Exercise objective>
Tally the lines of the records that contain the string "with", then give the total and nothing more.

-- Records to process follows --

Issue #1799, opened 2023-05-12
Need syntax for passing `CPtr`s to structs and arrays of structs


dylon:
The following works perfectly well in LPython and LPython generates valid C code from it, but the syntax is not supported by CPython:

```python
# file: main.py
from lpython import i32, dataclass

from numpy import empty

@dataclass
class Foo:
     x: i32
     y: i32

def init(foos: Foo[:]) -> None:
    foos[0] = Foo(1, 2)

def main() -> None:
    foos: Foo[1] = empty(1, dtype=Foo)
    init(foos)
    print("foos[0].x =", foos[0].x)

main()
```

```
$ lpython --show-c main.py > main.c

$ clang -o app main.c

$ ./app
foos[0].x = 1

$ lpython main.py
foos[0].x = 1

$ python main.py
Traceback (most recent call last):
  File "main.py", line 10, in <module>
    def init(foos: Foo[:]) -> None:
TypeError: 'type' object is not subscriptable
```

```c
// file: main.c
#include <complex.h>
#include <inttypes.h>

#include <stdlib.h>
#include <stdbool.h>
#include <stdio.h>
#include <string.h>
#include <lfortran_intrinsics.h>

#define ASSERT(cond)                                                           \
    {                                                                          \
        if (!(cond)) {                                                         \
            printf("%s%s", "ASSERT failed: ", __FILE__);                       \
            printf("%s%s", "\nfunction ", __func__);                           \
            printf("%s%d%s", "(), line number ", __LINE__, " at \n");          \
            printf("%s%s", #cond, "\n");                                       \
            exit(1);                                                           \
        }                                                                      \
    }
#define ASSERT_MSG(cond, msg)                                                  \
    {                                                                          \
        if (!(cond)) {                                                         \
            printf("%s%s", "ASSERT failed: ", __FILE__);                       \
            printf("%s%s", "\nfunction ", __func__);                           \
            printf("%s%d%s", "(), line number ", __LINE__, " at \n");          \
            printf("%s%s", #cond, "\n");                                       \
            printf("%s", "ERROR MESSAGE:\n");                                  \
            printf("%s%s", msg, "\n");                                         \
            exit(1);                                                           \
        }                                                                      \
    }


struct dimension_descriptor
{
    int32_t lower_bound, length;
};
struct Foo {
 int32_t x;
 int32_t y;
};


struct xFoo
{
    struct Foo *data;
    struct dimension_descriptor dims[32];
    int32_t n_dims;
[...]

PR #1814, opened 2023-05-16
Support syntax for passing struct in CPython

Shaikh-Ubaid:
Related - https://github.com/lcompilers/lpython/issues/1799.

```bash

-- Records to process concluded --
-- Records to process follows --

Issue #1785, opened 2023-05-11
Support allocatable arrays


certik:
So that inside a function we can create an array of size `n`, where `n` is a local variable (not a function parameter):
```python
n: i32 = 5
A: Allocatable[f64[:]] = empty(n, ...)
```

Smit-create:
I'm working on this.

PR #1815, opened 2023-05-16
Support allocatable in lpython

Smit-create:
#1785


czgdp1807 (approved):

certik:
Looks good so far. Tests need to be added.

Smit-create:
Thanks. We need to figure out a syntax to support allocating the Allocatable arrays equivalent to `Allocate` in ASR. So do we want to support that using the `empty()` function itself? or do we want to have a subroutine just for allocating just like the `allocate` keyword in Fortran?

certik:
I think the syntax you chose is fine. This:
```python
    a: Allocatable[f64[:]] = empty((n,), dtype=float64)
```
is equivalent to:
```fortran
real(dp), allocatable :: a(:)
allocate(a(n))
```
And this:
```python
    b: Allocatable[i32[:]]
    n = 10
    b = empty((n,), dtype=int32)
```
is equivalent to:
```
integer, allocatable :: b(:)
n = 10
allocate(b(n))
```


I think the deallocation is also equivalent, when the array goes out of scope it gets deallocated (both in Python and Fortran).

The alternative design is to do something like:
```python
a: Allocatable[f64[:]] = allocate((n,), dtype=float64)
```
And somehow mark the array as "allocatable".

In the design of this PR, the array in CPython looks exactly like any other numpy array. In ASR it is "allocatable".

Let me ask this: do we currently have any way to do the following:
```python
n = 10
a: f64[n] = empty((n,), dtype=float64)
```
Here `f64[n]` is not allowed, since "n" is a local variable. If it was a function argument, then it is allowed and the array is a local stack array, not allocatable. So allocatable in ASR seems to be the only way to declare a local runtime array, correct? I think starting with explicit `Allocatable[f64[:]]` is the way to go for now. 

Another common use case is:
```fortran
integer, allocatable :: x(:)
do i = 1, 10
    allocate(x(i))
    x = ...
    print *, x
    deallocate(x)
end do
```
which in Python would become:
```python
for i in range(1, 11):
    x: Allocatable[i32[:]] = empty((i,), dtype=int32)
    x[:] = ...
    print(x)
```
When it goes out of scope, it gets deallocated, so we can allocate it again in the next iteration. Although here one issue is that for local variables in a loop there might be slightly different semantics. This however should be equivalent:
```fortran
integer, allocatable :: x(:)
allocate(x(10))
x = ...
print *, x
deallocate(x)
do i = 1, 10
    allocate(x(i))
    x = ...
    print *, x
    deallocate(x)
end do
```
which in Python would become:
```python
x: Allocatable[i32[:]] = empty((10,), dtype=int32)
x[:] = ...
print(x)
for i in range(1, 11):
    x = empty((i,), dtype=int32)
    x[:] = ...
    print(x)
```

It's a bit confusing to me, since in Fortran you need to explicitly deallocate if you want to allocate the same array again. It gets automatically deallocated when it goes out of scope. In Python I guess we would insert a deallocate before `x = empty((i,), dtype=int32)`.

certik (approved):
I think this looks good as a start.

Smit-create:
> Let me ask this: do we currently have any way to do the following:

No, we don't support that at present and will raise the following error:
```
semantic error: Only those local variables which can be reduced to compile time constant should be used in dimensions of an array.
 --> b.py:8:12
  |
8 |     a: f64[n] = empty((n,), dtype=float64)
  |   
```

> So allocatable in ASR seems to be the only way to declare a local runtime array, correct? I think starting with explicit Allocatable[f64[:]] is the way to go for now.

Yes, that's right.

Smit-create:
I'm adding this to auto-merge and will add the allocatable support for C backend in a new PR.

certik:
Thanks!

-- Records to process concluded --

Reply to the task>
2